--- START ---
Issue #1614, opened 2018-09-11
Wrong screen after deletion


barnabynorman:
When I choose to use the host genotype link that takes me to: host_genotype_manage page and I select a host and make a deletion, it drops me into the old genotype_manage page, so I don't see the results of my deletion.

jseager7:
Closing now, since this was fixed by commit bdbaa5a in pull request #1629.

PR #1629, opened 2018-10-11
[WIP] Fix incorrect links to genotype_manage

### LINKED ISSUE #1606: window.location.href doesn't match pathogen/host genotype pages
(Possibly related to #1604)

Some of the AngularJS code manually sets the `window.location.href` to a hyperlink containing the directory `genotype_manage`, but this isn't used for PHI-Canto anymore since we split the genotype management pages: the correct paths should include `host_genotype_manage` and `pathogen_genotype_manage` instead.

The genotype management page is reset to the 'default' mode any time the `window.location.href` is changed to point at `genotype_manage`, which effectively reloads the page, resets the organism selector, and all hosts and pathogens are shown in the selector from then on.

Here's an example of the faulty code:

https://github.com/pombase/canto/blob/84792ec8f1e6b53f7e6c4a00f4eddecfdeb7ce4c/root/static/js/canto-modules.js#L3585-L3588

I guess there will need to be extra logic to detect what mode the genotype page is in before the `window.location.href` is set &ndash; we possibly _don't_ need to directly check whether we're supposed to be in Pathogen&ndash;Host mode, since we can infer that when the URL contains  `host_genotype_manage` or `pathogen_genotype_manage`. Alternatively, maybe we could just copy more of the current URL (including the genotype manage directory) and simply append the fragment (e.g. `/select/` or `/edit/`)?

jseager7:
(Will fix #1606 once finished)

This pull request replaces references to `genotype_manage` with the correct path for pathogen&ndash;host mode (either `host_genotype_manage` or `pathogen_genotype_manage`).

So far, I've fixed bugs caused by the following actions:

- Creating an allele (#1614)
- _Edit_, on a single or multi-allele genotype
- _Copy and edit_, on a single or multi-allele genotype

Other actions, such as viewing annotations and starting a phenotype annotation, still contain incorrect links to `genotype_manage`. The problems with these are covered [here](https://github.com/pombase/canto/issues/1606#issuecomment-428924623).

### DIFF
--- a/root/static/js/canto-modules.js
+++ b/root/static/js/canto-modules.js
@@ -4571,6 +4571,22 @@ var genotypeListViewCtrl =
       replace: true,
       templateUrl: app_static_path + 'ng_templates/genotype_list_view.html',
       controller: function($scope) {
+
+        function getOrganismType(genotypes) {
+          if (CantoGlobals.pathogen_host_mode === "1") {
+            var genotype = genotypes[0];
+            if ('organism' in genotype) {
+              var organism = genotype.organism;
+              if ('pathogen_or_host' in organism) {
+                return organism.pathogen_or_host;
+              }
+            }
+          }
+          return 'normal';
+        }
+
+        $scope.organismType = getOrganismType($scope.genotypeList);
+
         $scope.checkBoxChecked = {};
 
         $scope.columnsToHide = { background: true,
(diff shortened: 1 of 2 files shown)


kimrutherford:
Thanks James.  It looks good to me so I'll merge your changes.

Issue #313, opened 2019-10-26
Class tracking in the main process silences potential dynamic classes test failures


pierreglaser:
Now that `cloudpickle` tracks dynamically created classes, `pickle_depickle(some_dynamic_class)` does not creates a new class anymore, it just returns the one already present in the main process. 

As an example if we change the reproducer of #311 by using `cloudpickle.loads(cloudpickle.dumps(a))` instead of dumping a pickle in a file and loading it in a fresh python interpreter, we don't get the reported error.

Would we want to be rigorous, we would probably have to test everything involving dynamic class construction in both settings (untracked class depickled for the first time in a child process, tracked class depickled from either a warm child process or the parent process).

PR #318, opened 2019-12-22
Pickling of generic annotations/types in 3.5+

valtron:
This PR adds support for pickling annotations on 3.5+, and fixes some problems with generic annotations on 3.7+.

## TODO

- [x] Backport for 3.5
- [x] Test that fails with `TypeError: type() doesn't support MRO entry resolution; use types.new_class()` if not using `types.new_class` for reconstructing classes
- [x] Remove `typing_extensions` dependency
- [x] Prefix privates with `_`
- [x] Add test for `pickle_depickle`'ing annotated functions/classes

## Details

The `types.new_class` change (in `_make_skeleton_class`) is because of a `TypeError: type() doesn't support MRO entry resolution; use types.new_class()` error on 3.7+, similar to [this issue](https://bugs.python.org/issue33188). Also see https://github.com/python/cpython/pull/6319.

I'm not sure if there are any downsides to `TypeVar`s being `__reduce__`'d now. Previously, they were only supported as globals (so always imported, I think).

The functions `try_decompose_generic` and `get_bases` are brittle the way they are written, because they check for attributes. There might be a better way.

## Tests
Passing, and added some new ones.

### DIFF
--- a/CHANGES.md
+++ b/CHANGES.md
@@ -15,6 +15,10 @@
   instances on Python 3.7+
   ([PR #351](https://github.com/cloudpipe/cloudpickle/pull/351))
 
+- Add support for pickling dynamic classes subclassing `typing.Generic`
+  instances on Python 3.5+
+  ([PR #318](https://github.com/cloudpipe/cloudpickle/pull/318))
+
 1.3.0
 =====
 
--- a/CHANGES.md
+++ b/CHANGES.md
@@ -3,6 +3,10 @@
 
 **This version requires Python 3.5 or later**
 
+- cloudpickle can now all pickle all constructs from the ``typing`` module
+  and the ``typing_extensions`` library in Python 3.5+
+  ([PR #318](https://github.com/cloudpipe/cloudpickle/pull/318))
+
 - Stop pickling the annotations of a dynamic class for Python < 3.6
   (follow up on #276)
   ([issue #347](https://github.com/cloudpipe/cloudpickle/issues/347))
@@ -14,10 +18,6 @@
 - Add support for pickling dynamic classes subclassing `typing.Generic`
   instances on Python 3.7+
   ([PR #351](https://github.com/cloudpipe/cloudpickle/pull/351))
-
-- Add support for pickling dynamic classes subclassing `typing.Generic`
-  instances on Python 3.5+
-  ([PR #318](https://github.com/cloudpipe/cloudpickle/pull/318))
 
 1.3.0
 =====
--- a/cloudpickle/cloudpickle.py
+++ b/cloudpickle/cloudpickle.py
@@ -611,11 +611,6 @@ class CloudPickler(Pickler):
         if isinstance(__dict__, property):
             type_kwargs['__dict__'] = __dict__
 
-        if sys.version_info < (3, 7):
-            # Although annotations were added in Python 3.4, It is not possible
-            # to properly pickle them until Python 3.7. (See #193)
-            clsdict.pop('__annotations__', None)
-
         save = self.save
         write = self.write
 
@@ -715,9 +710,7 @@ class CloudPickler(Pickler):
             'doc': func.__doc__,
             '_cloudpickle_submodules': submodules
         }
-        if hasattr(func, '__annotations__') and sys.version_info >= (3, 7):
-            # Although annotations were added in Python3.4, It is not possible
-            # to properly pickle them until Python3.7. (See #193)
+        if hasattr(func, '__annotations__'):
             state['annotations'] = func.__annotations__
         if hasattr(func, '__qualname__'):
             state['qualname'] = func.__qualname__
@@ -800,6 +793,12 @@ class CloudPickler(Pickler):
         elif obj in _BUILTIN_TYPE_NAMES:
             return self.save_reduce(
                 _builtin_type, (_BUILTIN_TYPE_NAMES[obj],), obj=obj)
+
+        decomposed_generic = _try_decompose_generic(obj)
+        if decomposed_generic is not None:
+            class_tracker_id = _get_or_create_tracker_id(obj)
+            reduce_args = (*decomposed_generic, class_tracker_id)
+            return self.save_reduce(_make_generic, reduce_args, obj=obj)
         elif name is not None:
             Pickler.save_global(self, obj, name=name)
         elif not _is_importable_by_name(obj, name=name):
@@ -1284,3 +1283,61 @@ def _get_bases(typ):
         # For regular class objects
         bases_attr = '__bases__'
     return getattr(typ, bases_attr)
+
+
+def _make_generic(origin, args, class_tracker_id):
+    return _lookup_class_or_track(class_tracker_id, origin[args])
+
+
+if sys.version_info >= (3, 7):
+    def _try_decompose_generic(obj):
+        return None
+else:
+    def _try_decompose_generic(obj):
+        origin = getattr(obj, '__origin__', None)
+        if origin is None:
+            return _try_decompose_special_generic(obj)
+        args = obj.__args__
+        if origin is typing.Callable and args[0] is not Ellipsis:
+            args = (list(args[:-1]), args[-1])
+        return origin, args
+
+    Type_ClassVar = type(typing.ClassVar)
+
+    try:
+        import typing_extensions
+    except ImportError:
+        def _try_decompose_special_generic(obj):
+            if type(obj) is Type_ClassVar:
+                t = getattr(obj, '__type__', None)
+                if t is None:
+                    return None
+                return typing.ClassVar, t
+
+            return None
+    else:
+        Literal = typing_extensions.Literal
+        Type_Literal = type(typing_extensions.Literal)
+        Final = typing_extensions.Final
+        Type_Final = type(typing_extensions.Final)
+
+        def _try_decompose_special_generic(obj):
+            if type(obj) is Type_ClassVar:
+                t = getattr(obj, '__type__', None)
+                if t is None:
+                    return None
+                return typing.ClassVar, t
+
+            if type(obj) is Type_Literal:
+                v = getattr(obj, '__values__', None)
+                if v is None:
+                    return None
+                return Literal, v
+
+            if type(obj) is Type_Final:
+                t = getattr(obj, '__type__', None)
+                if t is None:
+                    return None
+                return Final, t
+
+            return None
--- a/cloudpickle/cloudpickle.py
+++ b/cloudpickle/cloudpickle.py
@@ -61,6 +61,7 @@ import threading
 import typing
 from enum import Enum
 
+from typing import Generic, Union, Tuple, Callable, ClassVar
 from pickle import _Pickler as Pickler
 from pickle import _getattribute
 from io import BytesIO
@@ -68,8 +69,9 @@ from importlib._bootstrap import _find_spec
 
 try:
     import typing_extensions as _typing_extensions
+    from typing_extensions import Literal, Final
 except ImportError:
-    _typing_extensions = None
+    _typing_extensions = Literal = Final = None
 
 
 # cloudpickle is meant for inter process communication: we expect all
@@ -420,6 +422,18 @@ def _extract_class_dict(cls):
     for name in to_remove:
         clsdict.pop(name)
     return clsdict
+
+
+if sys.version_info[:2] < (3, 7):  # pramga: no branch
+    def _is_parametrized_type_hint(obj):
+        # This is very cheap but might generate false positives.
+        origin = getattr(obj, '__origin__', None)  # typing Constructs
+        values = getattr(obj, '__values__', None)  # typing_extensions.Literal
+        type_ = getattr(obj, '__type__', None)     # typing_extensions.Final
+        return origin is not None or values is not None or type_ is not None
+
+    def _create_parametrized_type_hint(origin, args):
+        return origin[args]
 
 
 class CloudPickler(Pickler):
@@ -793,11 +807,13 @@ class CloudPickler(Pickler):
             return self.save_reduce(
                 _builtin_type, (_BUILTIN_TYPE_NAMES[obj],), obj=obj)
 
-        decomposed_generic = _try_decompose_generic(obj)
-        if decomposed_generic is not None:
-            class_tracker_id = _get_or_create_tracker_id(obj)
-            reduce_args = (*decomposed_generic, class_tracker_id)
-            return self.save_reduce(_make_generic, reduce_args, obj=obj)
+        if sys.version_info[:2] < (3, 7) and _is_parametrized_type_hint(obj):  # noqa  # pragma: no branch
+            # Parametrized typing constructs in Python < 3.7 are not compatible
+            # with type checks and ``isinstance`` semantics. For this reason,
+            # it is easier to detect them using a duck-typing-based check
+            # (``_is_parametrized_type_hint``) than to populate the Pickler's
+            # dispatch with type-specific savers.
+            self._save_parametrized_type_hint(obj)
         elif name is not None:
             Pickler.save_global(self, obj, name=name)
         elif not _is_importable_by_name(obj, name=name):
@@ -939,34 +955,30 @@ class CloudPickler(Pickler):
         """Plug in system. Register additional pickling functions if modules already loaded"""
         pass
 
-    if sys.version_info < (3, 7):
-        def _save_special_form(self, obj, base, arg_attr):
-            t = getattr(obj, arg_attr, None)
-            if t is None:
-                # Special forms (ClassVar, Final, Literal) don't store
-                # their `__name__` in an easy-to-get place.
-                name = typing._trim_name(typing._qualname(type(obj)))
-                self.save_global(obj, name=name)
-            else:
-                class_tracker_id = _get_or_create_tracker_id(obj)
-                reduce_args = (base, t, class_tracker_id)
-                self.save_reduce(_make_generic, reduce_args, obj=obj)
-
-        def save_classvar(self, obj):
-            self._save_special_form(obj, typing.ClassVar, '__type__')
-
-        dispatch[type(typing.ClassVar)] = save_classvar
-
-        if _typing_extensions is not None:
-            def save_literal(self, obj):
-                self._save_special_form(obj, _typing_extensions.Literal, '__values__')
-
-            dispatch[type(_typing_extensions.Literal)] = save_literal
-
-            def save_final(self, obj):
-                self._save_special_form(obj, _typing_extensions.Final, '__type__')
-
-            dispatch[type(_typing_extensions.Final)] = save_final
+    if sys.version_info < (3, 7):  # pragma: no branch
+        def _save_parametrized_type_hint(self, obj):
+            # The distorted type check sematic for typing construct becomes:
+            # ``type(obj) is type(TypeHint)``, which means "obj is a
+            # parametrized TypeHint"
+            if type(obj) is type(Literal):
+                initargs = (Literal, obj.__values__)
+            elif type(obj) is type(Final):
+                initargs = (Final, obj.__type__)
+            elif type(obj) is type(ClassVar):
+                initargs = (ClassVar, obj.__type__)
+            elif type(obj) in [type(Union), type(Tuple), type(Generic)]:
+                initargs = (obj.__origin__, obj.__args__)
+            elif type(obj) is type(Callable):
+                args = obj.__args__
+                if args[0] is Ellipsis:
+                    initargs = (obj.__origin__, args)
+                else:
+                    initargs = (obj.__origin__, (list(args[:-1]), args[-1]))
+            else:  # pramga: no cover
+                raise pickle.PicklingError(
+                    "Cloudpickle Error: Unknown type {}".format(type(obj))
+                )
+            self.save_reduce(_create_parametrized_type_hint, initargs, obj=obj)
 
 
 # Tornado support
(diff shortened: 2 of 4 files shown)


ogrisel:
Don't worry about the failing CI. It should be resolved as soon as we merge: #342.

ogrisel:
Maybe the lint failures should be fixed though.

pierreglaser:
You may want to rebase, since we recently dropped Python 2 support.

valtron:
@pierreglaser Done. I had to struggle a bit to get the coverage test passing, but it's good now :p

pierreglaser:
Using a potentially pathological example inspired from https://github.com/python/typing/issues/511, I get:

```python
In [7]: from cloudpickle import loads, dumps
   ...: from typing import Generator
   ...: g = Generator[int, None, None]
   ...: loads(dumps(g))
Out[7]: typing.Generator[int, NoneType, NoneType]
```

Could you look into that @valtron ?

valtron:
Could you elaborate? Do you mean I should add a test for `typing.Generator` or...?

pierreglaser:
My bad, I did not check the `repr` of g. All good on that end, sorry @valtron

pierreglaser:
Out of curiosity, do we need `typing-extensions` to support pickling for recent `typing` addition in `Python < 3.7`, or do we need `typing-extensions` because it includes bugfixes that make pickling `typing` constructs possible?

My concern comes from this comment (from https://github.com/python/typing/issues/511), suggesting that pickling typing constructs is impossible by design.

 > The problem is, both GenericMeta.__new__ and GenericMeta.__getitem__ do destructive conversion and fixup on inputs, and you can't derive the original inputs from them, because __extra__, __bases__ and friends only give you the converted form. The internal design seems actually hostile to any kind of instance rebuilding.

pierreglaser:
> I'm not sure if there are any downsides to TypeVars being __reduce__'d now. Previously, they were only supported as globals (so always imported, I think).

Thank you for this remark, we (at least I) was not aware of that. Indeed, on `Python 3.7` with the latest `cloudpickle`, this currently fails:

```python
In [14]: from cloudpickle import loads, dumps
    ...: import typing
    ...: T = typing.TypeVar('T', int, float, complex)
    ...: s = dumps(T)
    ...: del T
    ...: depickled_T = loads(s)  # raises AttributeError
 ```

Which is, to me, a bug (as we did not stated explicitly that we don't not support it)

**Comment by valtron** [comment]
> Out of curiosity, do we need `typing-extensions` to support pickling for recent `typing` addition in `Python < 3.7`, or do we need `typing-extensions` because it includes bugfixes that make pickling `typing` constructs possible on `Python < 3.7`?

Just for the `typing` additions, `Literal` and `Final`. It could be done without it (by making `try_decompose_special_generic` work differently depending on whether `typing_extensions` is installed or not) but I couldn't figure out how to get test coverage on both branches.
--- END ---
**Instructions to follow**
Set down precisely the lines above between the line holding "-800,6 +793,12 @@" and the line holding "bases_attr = '__bases__'", inclusive, and nothing beyond them.

**Reply to the task**
@@ -800,6 +793,12 @@ class CloudPickler(Pickler):
         elif obj in _BUILTIN_TYPE_NAMES:
             return self.save_reduce(
                 _builtin_type, (_BUILTIN_TYPE_NAMES[obj],), obj=obj)
+
+        decomposed_generic = _try_decompose_generic(obj)
+        if decomposed_generic is not None:
+            class_tracker_id = _get_or_create_tracker_id(obj)
+            reduce_args = (*decomposed_generic, class_tracker_id)
+            return self.save_reduce(_make_generic, reduce_args, obj=obj)
         elif name is not None:
             Pickler.save_global(self, obj, name=name)
         elif not _is_importable_by_name(obj, name=name):
@@ -1284,3 +1283,61 @@ def _get_bases(typ):
         # For regular class objects
         bases_attr = '__bases__'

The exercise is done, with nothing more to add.